Abstract

This article examines the science-fictional aspects of Rushdie’s 2002 novel Fury, focusing on the cyberspace narrative at its centre. I suggest that Rushdie engages with the enabling potential of cyberspace, only to finally reject it in favour of a return to the “real”. Fury questions the science-fictional or cyberspace option as a vehicle for previously unimagined artistic freedom. The protagonist, Malik Solanka, finds he cannot overcome personal and collective “fury” by “living in the electricity”. The science-fictional cyber narrative he creates collapses into the “real”, leaving Solanka disillusioned by his dream of artistic freedom and total control.
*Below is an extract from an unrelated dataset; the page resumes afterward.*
PR #847, opened 2021-06-28
Extract liquidation recovery handling to a separate function and unit test it

nkuba:
In this PR we extract logic for handling liquidation recovery to a separate function so we are able to cover it with unit tests.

Rushdie presents the allure of cyberspace narrativity as a seductive but dangerous means of artistic escape, and questions cyberspace’s offer of total artistic freedom. Solanka’s disillusionment thus mirrors Rushdie’s sceptical stance towards cyberspace and its possibly redemptive potential. The novel’s ending signifies a qualified return to the “real” and a rejection of the dream of an ultimate “elsewhere” in cyberspace. Solanka’s return home to London and to his son, Asmaan (sky), envisions a different form of futurity, to be found in the next generation. This promise for a possibly better future is represented by Solanka’s estranged son, whom he longs to reencounter in person, rather than in the disembodied technological realm of cyberspace.